When Simon raised his head and opened his eyes, he saw a figure materializing in the fog. In the stand of pine to the east of the mass grave, a man was staring at him. No, not a man. A teenager with a mop of pale hair over hollow eyes and wearing a light leather jacket and ripped jeans.
Simon’s pulse jagged and, for a moment, he forgot to breathe.
The figure was so familiar. Simon would swear this was that kid he’d seen shot thirteen years ago!
It couldn’t be.
“Hey!” Simon shouted, forgetting he was trying to stay undercover. “Who are you?”
The ghostly figure gestured to Simon as if asking him to follow before moving off in a swirl of fog. Unable to help himself, Simon complied and followed the kid on a path nearly straight back to his truck and realized this wasn’t far from where he’d been taken while on his way to get Lexie that night so long ago. Pockets of icy air rippled along his skin. No matter how hard he tried, how fast he ran, Simon couldn’t catch up to the wraith.
Simon absolutely believed that the souls of the departed haunted people. He’d lived with one for months in Somalia — the man he’d killed in self-defense. Only when he had reconciled his own actions had the dead man’s spirit crossed over. Throughout the years he’d been shadowed by other ghosts, but he’d learned to steel himself against them and they’d eventually left him alone.
Left him empty and hard, damaged goods, without a soul of his own.
So why was he being haunted now? He hadn’t been responsible for the boy’s death.
What did this lost soul want from him?
Once in his truck, he lost the apparition, had to go slow on the road, searching the land from the road to the water as he drove. He spotted the ghostly figure off and on in between the trees all the way to the edge of town, where he ditched the truck behind a warehouse and followed on foot.
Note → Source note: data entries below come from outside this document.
Issue #9096, opened 2025-03-27
Pressing "< Back" on the form resets E-Signet


naftis:
Pressing the Back seems to reset E-Signet. I expected it to go to the previous form page.

<img width="788" alt="Image" src="https://github.com/user-attachments/assets/2f522ce3-6b64-469b-bd07-72e243b82f62" />

<img width="724" alt="Image" src="https://github.com/user-attachments/assets/f9438e43-3322-4cfc-afd3-272f993a96b9" />

tahmidrahman-dsi:
@naftis @euanmillar the fix of the https://github.com/opencrvs/opencrvs-core/pull/9243 produces this UX

https://github.com/user-attachments/assets/a9e08554-bef0-4ff6-b5e7-8b17f4378a49

naftis:
For Events v1, think this is definitely good. Thanks @tahmidrahman-dsi 

A note for @jpye-finch for Events v2: we need to consider the <kbd>< Back</kbd> action and the Loading screen with E-Signet and other 'REDIRECT' form types.

naftis:
@tahmidrahman-dsi I think this is not merged yet after all. We should probably include it in 1.8 too. I think the back button logic needs to be fully revisited for 1.9, as I noticed a separate issue when filling a form, then having to log in again (could happen in case of OpenCRVS update for example), then the Back button redirects you to login. 

Could you merge the acute fix in the PR though, please, and add a PR for 1.8 as well?

tahmidrahman-dsi:
Thanks @naftis, done https://github.com/opencrvs/opencrvs-core/pull/9283

PR #9283, opened 2025-04-17
fix: form redirect back navigation

tahmidrahman-dsi:
## Description

Link to the GitHub issue https://github.com/opencrvs/opencrvs-core/issues/9096

## Checklist


packages/client/src/components/form/IDVerification/Banner.tsx
```diff
@@ -59,14 +65,41 @@ const ConfirmationModal: React.FC<{
...
+      // when the link button is rendered
+      writeDeclarationByUserWithoutStateUpdate(userId, {
+        ...declaration,
+        data: {
+          ...declaration.data,
+          [section]: merge(declaration.data[section], form)
+        }
+      })
+    }
+  }, [declaration, form, idFieldName, section, type, userId])
```
naftis, line 102: When would this trigger? Any time the form updates and the form section has a ID Verification banner, we would write the form to IndexedDB? Why wouldn't we do this on the link button onClick?

tahmidrahman-dsi: Thanks @naftis good catch. Well, we indeed write declaration on the link button click. That persists the declaration to the state it was right before the click, so that  when the user returns to the form, can see the form values. 

But this write declaration call is used to store, after the identity details are fetched. By then the link button is hidden and authenticated banner is rendered. This had to be persisted because of the replace back button reload [issue](https://github.com/opencrvs/opencrvs-core/issues/9096#issuecomment-2804381010).

naftis: Oh okay, thanks, makes sense. So next question, why won't we write to store in the place where we fetch the identity details?

tahmidrahman-dsi: I first tried to do so, right beneath this line https://github.com/opencrvs/opencrvs-core/blob/1b80260da12c497f8bb97cbcce83ecabe0e868d7/packages/client/src/components/form/LinkButton.tsx#L67

But when `setFieldValue` is called with a data value, the link button gets hidden by the form conditional, before the writing is finished.

naftis: Hmm.. difficult. I'm just thinking would the bug reoccur if a country derived a form field value from the REDIRECT but they are not using the verification banner

tahmidrahman-dsi: That's a good concern. Agreed, it is kind of a twisted logic...

I thought if our form would somehow have an ability to execute functions on value change... But retracted from there thinking it of a big change

naftis: Would this bug happen if the back button used the previous section of the form, instead of browser back? I'm not suggesting a change, but I think this is how Events v2 handle the navigation, and therefore we could just add a comment like `HOTFIX for Events v1 National ID integration: In events v2 the back button will navigate to the previous section instead of using browser back".

I'm not sure! We can brainstorm this tomorrow in the handover call as well.

packages/client/src/components/form/FormFieldGenerator.tsx
```diff
@@ -947,26 +947,52 @@ class FormSectionComponent extends React.Component<Props> {
...
     updateDependentFields(fieldName)
+    return updatedValues
+  }
+
+  setFieldValuesWithDependency = (
+    fieldName: string,
+    value: IFormFieldValue
+  ) => {
+    const updatedValues =
+      FormSectionComponent.getUpdatedValuesAfterDependentFieldEvaluation(
```
tahmidrahman-dsi, line 985: or a util function? 🤔

naftis: 🤔 

Util function could be a bit more conventional, but for the Events v1 side I think this is fine. It's just important the logic we make can be comfortably translated to Events v2, but in this case the original bug might not exist there.

packages/client/src/components/form/LinkButton.tsx
```diff
@@ -56,13 +61,34 @@ export const LinkButtonField = ({
...
+            { config, draft, user }
+          )
+        writeDeclarationByUserWithoutStateUpdate(userId, {
+          ...declaration,
+          data: {
+            ...declaration.data,
+            [section]: merge(declaration.data[section], updatedFormData)
+          }
+        })
+      }
```
naftis, line 91: Maybe a comment here to help translating to Events v2 why this is needed

naftis (approved):

packages/client/src/components/form/LinkButton.tsx
tahmidrahman-dsi: Thanks @naftis, I am on it now

tahmidrahman-dsi: done https://github.com/opencrvs/opencrvs-core/pull/9283/commits/2055ffea9c9cbfcc3971e5c7dd852ae8ae2062ef

naftis (approved):

tahmidrahman-dsi:
Missing translation action fails because it clones core `develop` (having Node 22) but this branch workflow mandates Node 18. https://github.com/opencrvs/opencrvs-core/actions/runs/15211116383/job/42785242741?pr=9283. This PR can still be considered to be merged I think.

Issue #9293, opened 2025-04-21
Error message persists after closing and reopening camera for QR scan


onnee04:
Bug Title:
Error message persists after closing and reopening camera for QR scan

Steps to produce:
1. Click on Scan ID QR code
2. Scan an invalid QR, error message appears
3. Close the QR dialog and again click on Scan ID QR code

Actual Result:
Error message persists .

Expected Result:
Error message should not appear after reopening camera.

Recording:

https://github.com/user-attachments/assets/20bd301c-d22d-4dae-8c5b-e8bffffc15f5

onnee04:
Getting same error

https://github.com/user-attachments/assets/da2fd644-b1c3-47d3-82fe-e74166c89424

onnee04:
Fixed

https://github.com/user-attachments/assets/fad4fffd-a68c-4942-9965-8c4690fc6929

PR #9297, opened 2025-04-22
fix: empty error message when dialog opens

tahmidrahman-dsi:
## Description

Link to the GitHub issue https://github.com/opencrvs/opencrvs-core/issues/9293

### DIFF
--- a/packages/components/src/IDReader/readers/QRReader/QRReader.tsx
+++ b/packages/components/src/IDReader/readers/QRReader/QRReader.tsx
@@ -60,17 +60,15 @@ export const QRReader = (props: ScannableQRReader) => {
     },
     [onError]
   )
-  useEffect(() => {
-    if (isScannerDialogOpen) {
-      setError('')
-    }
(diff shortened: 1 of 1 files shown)


naftis (approved):
Could we prevent a re-render with clearing it on the click action?
```diff
-onClick={() => setScannerDialogOpen(true)}
+onClick={() => { setScannerDialogOpen(true); setError('') }}
```

I think the current solution is good. There might be the re-render but it's verbose and understandable (when open-state changes -> clear errors)

tahmidrahman-dsi:
> Could we prevent a re-render with clearing it on the click action?
> 
> ```diff
> -onClick={() => setScannerDialogOpen(true)}
> +onClick={() => { setScannerDialogOpen(true); setError('') }}
> ```
> 
> I think the current solution is good. There might be the re-render but it's verbose and understandable (when open-state changes ➡️ clear errors). Good to merge

Thanks Pyry. I think I am going to trade verbose code for saving extra render 🙂

Issue #9311, opened 2025-04-23
Inactive health facilities still appear in the Place of birth / death select


euanmillar:
**Describe the bug**
Countries can decide to use the FHIR Location API to deactivate a health facility if it has closed down.  However the place of birth / death still renders a status: "inactive" health facility.

**Which feature of OpenCRVS your bug concern?**

**To Reproduce**
Steps to reproduce the behaviour:

1. Use the FHIR Location API to deactivate a health facility by setting status to "inactive"
2. Login as a registrar
3. Start a declaration for birth or death
4. Notice that the inactive facility still appears as selectable in the form

**Expected behaviour**

Inactive health facilities should not appear in the form

**Actual behaviour**
https://www.loom.com/share/1a995e8b75a04e2cb3fdc99f70897189?sid=37c37c06-dfef-46e0-b0da-7e47c1ff8752

**OpenCRVS Core Version:**

- v1.6.3

**Country Configuration Version:**

- v1.6.3

**Desktop (please complete the following information):**

**Smartphone (please complete the following information):**

**Possible fixes**
This should fix it: https://github.com/opencrvs/opencrvs-core/pull/9312

**Reproducible demo**

(Paste the link to an example project and exact instructions to reproduce the issue.)

### Dev tasks

In opencrvs-core: client:, all health facilities are loaded and stored in an object ['offlineData.facilities'](https://github.com/opencrvs/opencrvs-core/blob/c342e7f5bcdc13e55a1f52619744c2b18a7bd421/packages/client/src/offline/reducer.ts#L560) in the offline reducer redux state that is then saved to IndexedDB in the 'offline' object. Each facility has a status property that can be either "active", or "inactive".   In some business cases all facilities should be loaded regardless of their status (such as in advanced search) and in other cases only active facilities should be loaded (such as in new declaration (not legacy) forms).  Therefore a new object should be created called "activeFacilities" in the reducer and IndexedDB.  

- [ ] Return an object called "activeFacilities" that is available in the reducer - a filter of the facilities object where "status"==="active".  The downstream impact is that this new object should be available as a resource in redux and offline object in IndexedDB and available to the countryconfig.  Correct any types / tests to enable this.
[...]

PR #9312, opened 2025-04-23
Ocrvs 9311 - Ensure that inactive health facilities do not appear in location picker

euanmillar:
## Description

A potential fix for: https://github.com/opencrvs/opencrvs-core/issues/9311

inactive locations were not filtered out of the ISearchLocation[] in Location Picker, nor if they are applied in a select with dynamic options.

## Checklist

### DIFF
--- a/yarn.lock
+++ b/yarn.lock
@@ -8965,6 +8965,13 @@
   resolved "https://registry.npmjs.org/@types/webidl-conversions/-/webidl-conversions-7.0.3.tgz"
   integrity sha512-CiJJvcRtIgzadHCYXw7dqEnMNRjhGZlYK05Mj9OyktqV8uVT8fD2BFOB7S1uwBE3Kj2Z+4UyPmFw/Ixgw/LAlA==
 
+"@types/whatwg-url@^11.0.2":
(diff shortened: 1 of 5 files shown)


yarn.lock
Zangetsu101, line 1: Has any new package been introduced?

Zangetsu101:
Are we allowing those locations to still be searched for records? I mean should they still be available in advanceSearch? They probably should be as there could be records created at the location before it was deactivated

euanmillar:
@Zangetsu101 thats a good point.  I think there are 2 options.  I kind of prefer the 2nd option.

1. Should the location picker have some sort of configurable prop applied to it to configure it so that it doesnt show active locations?  Its used in the form (where inactive locations **should** be hidden) as well as search (where inactive locations **should not** be hidden).  

2. Or do we decide to make 2 location arrays after loading them from locations API, active and inactive locations, then in form configuration both would be available to you to configure however you want

Zangetsu101:
Let's go with the second approach. It should be more manageable that way

euanmillar:
Thanks, I will close this then and open a new PR with that approach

The sidewalks were nearly clear of pedestrians, the streets of vehicles. No one seemed to notice the mist-shrouded kid. Down the block, a stray dog was going about his business, but stopped when the wraith drew near. It didn’t make a sound, but it froze and its ruff went up and then it warily backed off.
Simon’s ruff went up, too.
What the hell?
The kid walked along a red brick fence that surrounded the gray stone church at the center of town, Jenkins Cove Chapel. Suddenly, he disappeared through an opening.
Heart pounding, Simon ran faster so as not to lose him.
The fog was lighter here, the chill greater, and once past the fence’s wooden gate, which had been left open, Simon realized where he was.
The cemetery.
Why had he brought him here?
Following the curving redbrick path lined by boxwood on both sides, Simon kept track of the mop of pale hair, which appeared on the other side of the hedge, then lost him altogether. When he came to the open area dotted with gravestones and markers, Simon only half hoped he would actually find him again. He gazed around, past a couple of large willow oaks and a magnolia tree in the center of the graveyard, then spotted the ghostly figure at a far gravesite, touching the stone that identified its occupant.
Again, it looked up at him with hollow eyes and gestured that he should come.
Reluctantly, Simon did. Not wanting to cross anyone’s grave — he’d had enough of that in his former life — he stayed on the brick path, keeping his gaze locked on the figure still summoning him.
One minute the fog seemed to circle the kid, the next he seemed to fade away into the mists.